PR #1028, opened 2025-03-13
Update fallback health check query

robhudson:
This avoids a very expensive COUNT query which could bog down the database

### DIFF
--- a/ctms/crud.py
+++ b/ctms/crud.py
@@ -55,17 +55,21 @@ def ping(db: Session):
 def count_total_contacts(db: Session) -> int:
     """Return the total number of email records.
 
-    Since the table is huge, we rely on the PostgreSQL internal
-    catalog to retrieve an approximate size efficiently.
-    This metadata is refreshed on `VACUUM` or `ANALYSIS` which
-    is run regularly by default on our database instances.
+    Since the table is huge, we rely on the PostgreSQL internal catalog to retrieve an approximate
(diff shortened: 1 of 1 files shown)


bkochendorfer (approved):

ctms/crud.py
```diff
@@ -55,17 +55,21 @@ def ping(db: Session):
...
+    and return 1 to indicate its presence.
     """
-    result = db.execute(text("SELECT reltuples AS estimate " "FROM pg_class " f"where relname = '{Email.__tablename__}'")).scalar()
+    result = db.execute(text(f"SELECT reltuples AS estimate FROM pg_class WHERE relname = '{Email.__tablename__}'")).scalar()
+
     if result is None or result < 0:
-        # Fall back to a full count if the estimate is not available.
-        result = db.execute(text(f"SELECT COUNT(*) FROM {Email.__tablename__}")).scalar()
-    if result is None:
-        return -1
```
pmac, line 68: we no longer want to return `-1` in any case?

pmac (approved):
👾

ctms/crud.py
robhudson: For now this unblocks the postgresql upgrade. I will circle back around and discuss with SRE if we want this to 500 and cause pods to be unhealthy as a signal that the `ANALYZE` isn't being run.

PR #1207, opened 2015-04-01
Correct style for checkbox/radio without a text label

### LINKED ISSUE #1196: Refactor misc.less to be less greedy in it's cascade
This is a screen shot from a [feature branch test page](http://mctheme-styleguide-sync.herokuapp.com/examples/fuelux/fuelux.html#Input-groups). This is the first time I put all the markup for MCtheme within `.fuelux` wrapper.

screenshot 2015-03-25 21 49 16

The problem is caused by:
```
.input-group-addon {
	padding: 6px 18px;
}
```
which becomes
```
.fuelux .input-group-addon {
	padding: 6px 18px;
}
```
in `less/misc.less`.

@cormacmccarthy Do you know why this line was added back in Oct? I'm just looking for background.

The other classes such as `input, textarea` should probably be wrapped in the name of the control (ex- `.placard .input`), since I think it's common practice to wrap the entire page in `.fuelux`.

interactivellama:
- Fixes #1196.
- Removes misc.less and places existing LESS inside control classes to avoid CSS rule collision and play nice with everyone since `.fuelux` is often applied to the `html` tag.
- Added checkbox/radio (no-JS) example within `.input-group-addon` markup, so we can monitor what that looks like going forward.
- Made example for inline radio and checkboxes use `span`, since it may be within a `span` container and a `div` within a `span` is a validation no-no.

I'm going to call this a style breaking change, since if you were using `.glass` outside of `placard` then this is going to break that. However, that class was never documented and therefore this isn't a breaking change, and I'm assigning it to a bugfix release.


swilliamset:
Looks like a refactor of the `misc.less` file hitchhiked into this request. Please update the branch minus those changes.

PR #1216, opened 2015-04-06
Scheduler Recurrence Fix

### LINKED ISSUE #1080: Scheduler Recurrence Pattern Issue
The scheduler recurrence pattern is never reset when you use `setValue`, which means if you call `setValue` twice with different recurrence patterns, it will only override what has been set previously. Example:

```js
var schedule1 = {
	startDateTime: '2014-03-31T03:23+02:00',
	timeZone: {
		offset: '+02:00'
	},
	recurrencePattern: 'FREQ=WEEKLY;BYDAY=WE;INTERVAL=1;COUNT=3;'
};

var schedule2 = {
	startDateTime: '2014-03-31T03:23+02:00',
	timeZone: {
		offset: '+02:00'
	},
	recurrencePattern: 'FREQ=WEEKLY;BYDAY=WE;INTERVAL=1;'
};

$('#myScheduler').scheduler('value', schedule1);
$('#myScheduler').scheduler('value', schedule2);
console.log($('#myScheduler').scheduler('value'));

//recurrence will be "FREQ=WEEKLY;BYDAY=WE;INTERVAL=1;COUNT=3;"
//instead of "FREQ=WEEKLY;BYDAY=WE;INTERVAL=1;" as expected
```

kevinparkerson:
fixes #1080 by adding else condition when COUNT and UNTIL aren't present

### DIFF
--- a/js/scheduler.js
+++ b/js/scheduler.js
@@ -418,7 +418,6 @@
 				startDate = temp[0];
 
 				if (temp[1]) {
-					startTime = temp[1];
 					temp[1] = temp[1].split(':');
 					hours = parseInt(temp[1][0], 10);
 					minutes = (temp[1][1]) ? parseInt(temp[1][1].split('+')[0].split('-')[0].split('Z')[0], 10) : 0;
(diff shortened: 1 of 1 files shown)


interactivellama:
Works as expected. Thanks, Kevin!

PR #1217, opened 2015-04-06
Unit test fix

### LINKED ISSUE #1215: Unit tests don't work in browser
The current unit test configuration does not work in browser due to some bad paths.

kevinparkerson:
fixes #1215 by modifying require paths to './' from '../' since baseUrl has already been set to '../'


interactivellama:
Thanks Kevin for finding this. We were all using `localhost`'s root for `fuelux/`.

PR #1223, opened 2015-04-07
Issue 1194 repeater frozen column

BenjaminNeilDavis:
Creation of new frozen plugin for repeater

### DIFF
--- a/js/repeater-list.js
+++ b/js/repeater-list.js
@@ -139,6 +139,57 @@
 			});
 		};
 
+		$.fn.repeater.Constructor.prototype.list_setFrozenColumns = function () {
+			var frozenTable = this.$canvas.find('.table-frozen');
+			var $table = this.$element.find('.repeater-list table');
+			var repeaterWrapper = this.$element.find('.repeater-list');
+			var numFrozenColumns = this.viewOptions.list_frozenColumns;
+
+			if (frozenTable.length < 1) {
+				//setup frozen column markup
+				//main wrapper and remove unneeded columns
+				var $frozenColumnWrapper = $('<div class="frozen-column-wrapper"></div>').insertBefore($table);
+				var $frozenColumn = $table.clone().addClass('table-frozen');
+				$frozenColumn.find('th:not(:lt('+ numFrozenColumns +'))').remove();
+				$frozenColumn.find('td:not(:nth-child(n+0):nth-child(-n+'+ numFrozenColumns +'))').remove();
+
+				//need to set absolute heading for vertical scrolling
+				var $frozenThead = $frozenColumn.clone().removeClass('table-frozen');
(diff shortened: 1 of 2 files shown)


js/repeater-frozen.js
```diff
@@ -0,0 +1,534 @@
...
+			frozen_noItemsHTML: 'no items found',
+			frozen_selectable: false,
+			frozen_sortClearing: false,
+			frozen_rowRendered: null,
+			frozen_frozenColumns: 0
+		});
+
+		//EXTENSION DEFINITION
+		$.fn.repeater.viewTypes.frozen = {
+			cleared: function () {
```
kevinparkerson: This should be removed altogether unless something will reside within the function

js/repeater-frozen.js
```diff
@@ -0,0 +1,534 @@
...
+					options.sortProperty = this.frozen_sortProperty;
+				}
+				return options;
+			},
+			initialize: function (helpers, callback) {
+				this.frozen_sortDirection = null;
+				this.frozen_sortProperty = null;
+				callback();
+			},
+			resize: function () {
```
kevinparkerson: This should be removed altogether unless something will reside within the function

kevinparkerson:
Looking pretty good! I noticed a few minor issues.

1) In the dev.html page, the repeater's footer content was extending beyond the footer itself. This appeared to resolve itself when resizing the browser, so it's probably a fluke of the repeater's sizing method, which can be solved by calling "resize" at the appropriate time. Doubt it's due to the plugin, but wanted to make note of it.

2) In Firefox, the frozen column header is missing a right border. There is also a little wonkiness with the frozen column shifting around a bit.

js/repeater-list.js
```diff
@@ -202,6 +254,11 @@
 							self.list_positionHeadings();
 						}
 					});
+					if (self.viewOptions.list_frozenColumns) {
+						helpers.container.on('scroll.fu.repeaterFrozen', function () {
```
kevinparkerson: This event should be `scroll.fu.repeaterList`. Probably a symptom of moving code from the repeater-frozen file into the repeater-list plugin

kevinparkerson:
Commented on the event naming, outside that looks good!

kevinparkerson:
Update: we might have to consider row selection as well here

BenjaminNeilDavis:
To use the frozen columns:
- Use the list view option `list_frozenColumns: n ` where n is the number of columns to freeze. These must be the columns on the farthest left.
- The frozen columns table is set to table-layout: fixed; which helps with the sizing of the frozen column and to keep from changing the sizes of the columns between page switches. With this enabled you can set the width of the columns with something like this:
```
table thead tr th, .repeater-list-heading {
width: 200px;
}
```

PR #1233, opened 2015-04-11
Remove Creator section from README

adamalex:
I may have created the repository but you have all long surpassed the contributions I've made, and Fuel UX is a much bigger deal than I could have ever imagined! I appreciate the team leaving this credit in place for so long. This seems like as good a time as any to retire this section from the README.


interactivellama:
Would you be interested in being moved to the [Contributors section](https://github.com/ExactTarget/fuelux/blob/master/DETAILS.md#contributors). That would remove you off the main README.

adamalex:
Looks like I'm already there, and that's just fine with me.

interactivellama:
Done.

PR #1235, opened 2015-04-13
Repeater disabling methods

### LINKED ISSUE #1212: Repeater controls not disabling during data load
When you change pagination view on repeater and the ajax call is executing, you are able to still paginate and sort via dropdown and search.

When you interact with a filter, all filters should disable until interaction resolves.

Here is the original issue in MCAS that is generating this ORCA request:

> qa keeps coming back with issues relating to repeater controls being clickable while dataSources are loading and seeing repeated data. Is this something that should be the app's responsibility to handle?  I've already implemented this in a few spots, but there are a lot of edge cases with all of our filtering/sorting/etc. Could the fuel controls just disable all buttons on its control while the datasource is loading or ensure that the container is empty before appending the datasource response?

kevinparkerson:
Fixes #1212 by adding a disable and enable method, which disables/enables default repeater header and footer controls when called. Additionally, these methods are called prior to rendering and after render completion. Events are thrown within these methods for plugin and app timing purposes.

### DIFF
--- a/js/repeater.js
+++ b/js/repeater.js
@@ -231,7 +231,7 @@
 		enable: function() {
 			var disabled = 'disabled';
 			var enable = 'enable';
-			var noMore = 'no-more';
+			var pageEnd = 'page-end';
 
 			this.$search.search(enable);
 			this.$filters.selectlist(enable);
@@ -240,10 +240,10 @@
 			this.$primaryPaging.find('.combobox').combobox(enable);
 			this.$secondaryPaging.removeAttr(disabled);
 
-			if(!this.$prevBtn.hasClass(noMore)){
+			if(!this.$prevBtn.hasClass(pageEnd)){
 				this.$prevBtn.removeAttr(disabled);
 			}
-			if(!this.$nextBtn.hasClass(noMore)){
+			if(!this.$nextBtn.hasClass(pageEnd)){
 				this.$nextBtn.removeAttr(disabled);
 			}
 
@@ -439,8 +439,8 @@
 		pagination: function (data) {
 			var act = 'active';
 			var dsbl = 'disabled';
-			var noMore = 'no-more';
 			var page = data.page;
+			var pageEnd = 'page-end';
 			var pages = data.pages;
 			var dropMenu, i, l;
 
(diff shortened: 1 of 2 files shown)


interactivellama:
I'd like to see something a little descriptive than ".no-more".

Maybe, `pagination-complete` or something?

https://github.com/ExactTarget/fuelux/pull/1235/files#diff-e6bc01b17b5e038ff8e1ace1c0c0fbe6R442

kevinparkerson:
@interactivellama I changed it from ".no-more" to ".page-end," which is the best I could come up with :|

interactivellama:
@kevinparkerson I'm sorry, I forget to mention this yesterday. Please add the disable/enabled buttons to index.htm/index.js

js/repeater.js
```diff
@@ -211,6 +211,46 @@
...
+			var disabled = 'disabled';
+
+			this.$search.search(disable);
+			this.$filters.selectlist(disable);
+			this.$views.find('label').attr(disabled, disabled);
+			this.$pageSize.selectlist(disable);
+			this.$primaryPaging.find('.combobox').combobox(disable);
+			this.$secondaryPaging.attr(disabled, disabled);
+			this.$prevBtn.attr(disabled, disabled);
+			this.$nextBtn.attr(disabled, disabled);
```
cormacmccarthy: pretty sure these should be .prop(disabled, true) instead of attr(disabled, disabled)

http://stackoverflow.com/questions/5874652/prop-vs-attr

js/repeater.js
```diff
@@ -211,6 +211,46 @@
...
+
+			this.$search.search(enable);
+			this.$filters.selectlist(enable);
+			this.$views.find('label').removeAttr(disabled);
+			this.$pageSize.selectlist('enable');
+			this.$primaryPaging.find('.combobox').combobox(enable);
+			this.$secondaryPaging.removeAttr(disabled);
+
+			if(!this.$prevBtn.hasClass(pageEnd)){
+				this.$prevBtn.removeAttr(disabled);
```
cormacmccarthy: this.$prevBtn.prop(disabled, false);

Do _not_ use removeProp() (see https://api.jquery.com/removeProp/#entry-longdesc)

js/repeater.js
```diff
@@ -211,6 +211,46 @@
...
+			}
+			if(!this.$nextBtn.hasClass(pageEnd)){
+				this.$nextBtn.removeAttr(disabled);
```
cormacmccarthy: same as 244

PR #1245, opened 2015-04-17
add tree-folder-select class by default

### LINKED ISSUE #1243: add tree-folder-select programmatically by default
The default value for `folderSelect` is true. However the class `tree-folder-select` needs to be added to the tree container in order for the CSS to be correct.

#### Directions
Going through the listing above, copy out every line that has the string "container".

#### Answer section
- Made example for inline radio and checkboxes use `span`, since it may be within a `span` container and a `div` within a `span` is a validation no-no.
+						helpers.container.on('scroll.fu.repeaterFrozen', function () {
> qa keeps coming back with issues relating to repeater controls being clickable while dataSources are loading and seeing repeated data. Is this something that should be the app's responsibility to handle?  I've already implemented this in a few spots, but there are a lot of edge cases with all of our filtering/sorting/etc. Could the fuel controls just disable all buttons on its control while the datasource is loading or ensure that the container is empty before appending the datasource response?
The default value for `folderSelect` is true. However the class `tree-folder-select` needs to be added to the tree container in order for the CSS to be correct.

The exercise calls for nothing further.